▶ _What the task asks_
Please transcribe the data that follows exactly, from its first line through the line that contains "I think we should".

▶ _Information supplied_
PR #550, opened 2019-01-22
Add delete Admin message

### LINKED ISSUE #549: Improve delete user message
It would be better if there was a unique message for when the Admin is deleting the Admin. 

Right now the 'delete user' message is the same for all users: "This user will be permanently deleted"

I think we should check:

- If the user being deleted is the admin, display a different message such as:
    * "Are you sure you want to delete this Admin and delete all accounts, users and data associated with the server account?"

I understand admins may want to start over and delete their server account for some reason. However when the Admin deletes himself, I think some users could be confused about what happens next and some hearts could be broken if they are not warned.

britttttk:
Add a warning for removing the admin.
(Server Settings > Users > Remove )

 Closes #549

### DIFF
--- a/BTCPayServer/Controllers/ServerController.cs
+++ b/BTCPayServer/Controllers/ServerController.cs
@@ -369,14 +369,24 @@ namespace BTCPayServer.Controllers
         public async Task<IActionResult> DeleteUser(string userId)
         {
             var user = userId == null ? null : await _UserManager.FindByIdAsync(userId);
+            var roles = await _UserManager.GetRolesAsync(user);
+            var isAdmin = IsAdmin(roles);
             if (user == null)
                 return NotFound();
-            return View("Confirm", new ConfirmModel()
-            {
-                Title = "Delete user " + user.Email,
-                Description = "This user will be permanently deleted",
-                Action = "Delete"
-            });
+            if (isAdmin == true)
+                return View("Confirm", new ConfirmModel()
+                {
+                    Title = "Delete user " + user.Email,
+                    Description = "Are you sure you want to delete this Admin and delete all accounts, users and data associated with the server account?",
+                    Action = "Delete"
+                });
+            else
+                return View("Confirm", new ConfirmModel()
+                {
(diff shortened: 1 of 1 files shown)


britttttk:
Actually it should only appear when there is one admin.

britttttk:
Also something to note: If the user is the only admin, and he un-checks the box to remove himself as admin (Server Settings > Users > Modify > Un-Check Admin Box > Save). 

When this user logs out & logs back in, they are no longer the admin and can't access the Server Settings, although they can still login. The next user to register on the server will become the new Admin and will be able to access SS.

If the User has disabled registration, then they will not be able to re-gain access to their BTCPay as an admin. They will be able to login, but never gain Admin capability back and would have to delete their BTCPay. 

I think there should be some protection on removing the only remaining admin using the checkbox feature as well, for the reasons above. So the user must add a second admin before removing the existing one, using the checkbox feature.

BTCPayServer/Controllers/ServerController.cs
```diff
@@ -369,14 +369,30 @@ public new async Task<IActionResult> User(string userId, UserViewModel viewModel
         public async Task<IActionResult> DeleteUser(string userId)
         {
             var user = userId == null ? null : await _UserManager.FindByIdAsync(userId);
+            var roles = await _UserManager.GetRolesAsync(user);
+            var isAdmin = IsAdmin(roles);
+            var admincount = 0;
             if (user == null)
                 return NotFound();
-            return View("Confirm", new ConfirmModel()
+            foreach (var User in _UserManager.Users)
```
NicolasDorier: This request does not scale. Also it does not count admin counts but the number of user if the current user is admin.

britttttk: Ok thanks for explaining very clearly. I tried but I don't know how to do it. :)

NicolasDorier: unsure you can with the UserManager actually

▶ _Reply to the exercise_
PR #550, opened 2019-01-22
Add delete Admin message

### LINKED ISSUE #549: Improve delete user message
It would be better if there was a unique message for when the Admin is deleting the Admin. 

Right now the 'delete user' message is the same for all users: "This user will be permanently deleted"

I think we should check:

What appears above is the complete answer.